Set down the complete data exactly as it appears below.

── Supplied information

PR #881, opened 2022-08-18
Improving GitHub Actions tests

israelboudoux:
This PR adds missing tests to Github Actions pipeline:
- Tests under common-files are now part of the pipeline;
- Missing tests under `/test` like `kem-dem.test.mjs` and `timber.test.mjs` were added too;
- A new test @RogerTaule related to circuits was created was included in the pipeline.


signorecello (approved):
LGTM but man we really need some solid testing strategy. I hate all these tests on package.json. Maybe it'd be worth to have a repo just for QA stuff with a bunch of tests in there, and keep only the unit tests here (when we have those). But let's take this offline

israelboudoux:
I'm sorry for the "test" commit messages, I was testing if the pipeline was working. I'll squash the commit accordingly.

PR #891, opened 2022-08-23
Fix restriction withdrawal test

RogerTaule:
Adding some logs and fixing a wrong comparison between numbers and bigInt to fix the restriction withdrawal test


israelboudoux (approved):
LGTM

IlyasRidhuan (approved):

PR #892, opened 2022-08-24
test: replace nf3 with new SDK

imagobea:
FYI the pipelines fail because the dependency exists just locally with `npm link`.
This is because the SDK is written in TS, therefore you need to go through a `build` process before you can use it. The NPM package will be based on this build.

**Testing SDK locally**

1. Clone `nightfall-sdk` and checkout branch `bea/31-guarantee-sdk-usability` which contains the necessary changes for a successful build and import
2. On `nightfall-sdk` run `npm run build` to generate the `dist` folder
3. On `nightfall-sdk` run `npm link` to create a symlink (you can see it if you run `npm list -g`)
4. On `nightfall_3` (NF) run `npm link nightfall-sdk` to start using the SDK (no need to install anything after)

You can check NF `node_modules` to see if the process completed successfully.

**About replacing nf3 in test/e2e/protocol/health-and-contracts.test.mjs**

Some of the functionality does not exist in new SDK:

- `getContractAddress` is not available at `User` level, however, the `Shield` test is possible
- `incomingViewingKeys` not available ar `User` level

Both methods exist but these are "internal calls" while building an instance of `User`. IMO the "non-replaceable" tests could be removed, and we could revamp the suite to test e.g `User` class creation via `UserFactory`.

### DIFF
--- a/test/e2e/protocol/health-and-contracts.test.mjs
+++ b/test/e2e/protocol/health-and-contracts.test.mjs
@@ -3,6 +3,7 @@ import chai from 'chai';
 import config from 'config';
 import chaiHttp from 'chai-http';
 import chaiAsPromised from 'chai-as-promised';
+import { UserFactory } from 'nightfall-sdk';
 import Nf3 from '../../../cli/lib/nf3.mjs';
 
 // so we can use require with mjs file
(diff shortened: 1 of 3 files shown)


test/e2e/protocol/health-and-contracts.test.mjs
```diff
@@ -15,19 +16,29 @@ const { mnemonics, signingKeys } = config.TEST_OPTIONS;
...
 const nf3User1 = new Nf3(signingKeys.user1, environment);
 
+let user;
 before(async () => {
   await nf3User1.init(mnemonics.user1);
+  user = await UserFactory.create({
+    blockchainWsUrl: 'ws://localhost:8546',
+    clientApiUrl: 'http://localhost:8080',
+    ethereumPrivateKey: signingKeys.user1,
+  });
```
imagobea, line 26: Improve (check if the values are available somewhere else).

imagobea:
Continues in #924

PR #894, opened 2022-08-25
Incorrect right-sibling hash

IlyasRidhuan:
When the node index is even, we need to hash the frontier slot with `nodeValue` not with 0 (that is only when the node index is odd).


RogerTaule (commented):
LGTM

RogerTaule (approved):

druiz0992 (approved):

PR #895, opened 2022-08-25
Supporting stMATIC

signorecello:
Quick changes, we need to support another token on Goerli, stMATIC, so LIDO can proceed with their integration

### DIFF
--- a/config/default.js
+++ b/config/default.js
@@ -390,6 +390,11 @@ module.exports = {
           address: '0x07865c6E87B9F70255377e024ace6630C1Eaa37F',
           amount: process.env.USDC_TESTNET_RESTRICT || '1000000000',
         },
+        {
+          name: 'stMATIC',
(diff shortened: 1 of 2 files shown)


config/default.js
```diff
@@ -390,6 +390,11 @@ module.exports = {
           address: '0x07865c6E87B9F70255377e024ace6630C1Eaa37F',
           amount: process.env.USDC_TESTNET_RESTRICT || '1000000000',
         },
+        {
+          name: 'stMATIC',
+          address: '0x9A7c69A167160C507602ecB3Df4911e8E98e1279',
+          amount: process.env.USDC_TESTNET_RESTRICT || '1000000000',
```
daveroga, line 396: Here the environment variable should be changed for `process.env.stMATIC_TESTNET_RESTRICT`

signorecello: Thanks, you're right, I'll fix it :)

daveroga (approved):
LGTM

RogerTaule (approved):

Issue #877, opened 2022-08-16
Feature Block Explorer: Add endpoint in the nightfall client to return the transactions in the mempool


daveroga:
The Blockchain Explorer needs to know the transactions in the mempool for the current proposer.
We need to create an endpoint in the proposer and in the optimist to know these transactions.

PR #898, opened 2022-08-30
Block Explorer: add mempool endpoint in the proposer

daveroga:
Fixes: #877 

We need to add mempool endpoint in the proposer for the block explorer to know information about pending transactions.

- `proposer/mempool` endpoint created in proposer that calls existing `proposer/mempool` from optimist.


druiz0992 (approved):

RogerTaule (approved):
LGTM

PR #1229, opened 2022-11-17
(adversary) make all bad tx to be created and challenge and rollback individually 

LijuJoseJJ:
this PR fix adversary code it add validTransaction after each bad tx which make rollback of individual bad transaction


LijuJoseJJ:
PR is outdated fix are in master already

────

- **Your response**
PR #881, opened 2022-08-18
Improving GitHub Actions tests

israelboudoux:
This PR adds missing tests to Github Actions pipeline:
- Tests under common-files are now part of the pipeline;
- Missing tests under `/test` like `kem-dem.test.mjs` and `timber.test.mjs` were added too;
- A new test @RogerTaule related to circuits was created was included in the pipeline.


signorecello (approved):
LGTM but man we really need some solid testing strategy. I hate all these tests on package.json. Maybe it'd be worth to have a repo just for QA stuff with a bunch of tests in there, and keep only the unit tests here (when we have those). But let's take this offline

israelboudoux:
I'm sorry for the "test" commit messages, I was testing if the pipeline was working. I'll squash the commit accordingly.

PR #891, opened 2022-08-23
Fix restriction withdrawal test

RogerTaule:
Adding some logs and fixing a wrong comparison between numbers and bigInt to fix the restriction withdrawal test


israelboudoux (approved):
LGTM

IlyasRidhuan (approved):

PR #892, opened 2022-08-24
test: replace nf3 with new SDK

imagobea:
FYI the pipelines fail because the dependency exists just locally with `npm link`.
This is because the SDK is written in TS, therefore you need to go through a `build` process before you can use it. The NPM package will be based on this build.

**Testing SDK locally**

1. Clone `nightfall-sdk` and checkout branch `bea/31-guarantee-sdk-usability` which contains the necessary changes for a successful build and import
2. On `nightfall-sdk` run `npm run build` to generate the `dist` folder
3. On `nightfall-sdk` run `npm link` to create a symlink (you can see it if you run `npm list -g`)
4. On `nightfall_3` (NF) run `npm link nightfall-sdk` to start using the SDK (no need to install anything after)

You can check NF `node_modules` to see if the process completed successfully.

**About replacing nf3 in test/e2e/protocol/health-and-contracts.test.mjs**

Some of the functionality does not exist in new SDK:

- `getContractAddress` is not available at `User` level, however, the `Shield` test is possible
- `incomingViewingKeys` not available ar `User` level

Both methods exist but these are "internal calls" while building an instance of `User`. IMO the "non-replaceable" tests could be removed, and we could revamp the suite to test e.g `User` class creation via `UserFactory`.

### DIFF
--- a/test/e2e/protocol/health-and-contracts.test.mjs
+++ b/test/e2e/protocol/health-and-contracts.test.mjs
@@ -3,6 +3,7 @@ import chai from 'chai';
 import config from 'config';
 import chaiHttp from 'chai-http';
 import chaiAsPromised from 'chai-as-promised';
+import { UserFactory } from 'nightfall-sdk';
 import Nf3 from '../../../cli/lib/nf3.mjs';
 
 // so we can use require with mjs file
(diff shortened: 1 of 3 files shown)


test/e2e/protocol/health-and-contracts.test.mjs
```diff
@@ -15,19 +16,29 @@ const { mnemonics, signingKeys } = config.TEST_OPTIONS;
...
 const nf3User1 = new Nf3(signingKeys.user1, environment);
 
+let user;
 before(async () => {
   await nf3User1.init(mnemonics.user1);
+  user = await UserFactory.create({
+    blockchainWsUrl: 'ws://localhost:8546',
+    clientApiUrl: 'http://localhost:8080',
+    ethereumPrivateKey: signingKeys.user1,
+  });
```
imagobea, line 26: Improve (check if the values are available somewhere else).

imagobea:
Continues in #924

PR #894, opened 2022-08-25
Incorrect right-sibling hash

IlyasRidhuan:
When the node index is even, we need to hash the frontier slot with `nodeValue` not with 0 (that is only when the node index is odd).


RogerTaule (commented):
LGTM

RogerTaule (approved):

druiz0992 (approved):

PR #895, opened 2022-08-25
Supporting stMATIC

signorecello:
Quick changes, we need to support another token on Goerli, stMATIC, so LIDO can proceed with their integration

### DIFF
--- a/config/default.js
+++ b/config/default.js
@@ -390,6 +390,11 @@ module.exports = {
           address: '0x07865c6E87B9F70255377e024ace6630C1Eaa37F',
           amount: process.env.USDC_TESTNET_RESTRICT || '1000000000',
         },
+        {
+          name: 'stMATIC',
(diff shortened: 1 of 2 files shown)


config/default.js
```diff
@@ -390,6 +390,11 @@ module.exports = {
           address: '0x07865c6E87B9F70255377e024ace6630C1Eaa37F',
           amount: process.env.USDC_TESTNET_RESTRICT || '1000000000',
         },
+        {
+          name: 'stMATIC',
+          address: '0x9A7c69A167160C507602ecB3Df4911e8E98e1279',
+          amount: process.env.USDC_TESTNET_RESTRICT || '1000000000',
```
daveroga, line 396: Here the environment variable should be changed for `process.env.stMATIC_TESTNET_RESTRICT`

signorecello: Thanks, you're right, I'll fix it :)

daveroga (approved):
LGTM

RogerTaule (approved):

Issue #877, opened 2022-08-16
Feature Block Explorer: Add endpoint in the nightfall client to return the transactions in the mempool


daveroga:
The Blockchain Explorer needs to know the transactions in the mempool for the current proposer.
We need to create an endpoint in the proposer and in the optimist to know these transactions.

PR #898, opened 2022-08-30
Block Explorer: add mempool endpoint in the proposer

daveroga:
Fixes: #877 

We need to add mempool endpoint in the proposer for the block explorer to know information about pending transactions.

- `proposer/mempool` endpoint created in proposer that calls existing `proposer/mempool` from optimist.


druiz0992 (approved):

RogerTaule (approved):
LGTM

PR #1229, opened 2022-11-17
(adversary) make all bad tx to be created and challenge and rollback individually 

LijuJoseJJ:
this PR fix adversary code it add validTransaction after each bad tx which make rollback of individual bad transaction


LijuJoseJJ:
PR is outdated fix are in master already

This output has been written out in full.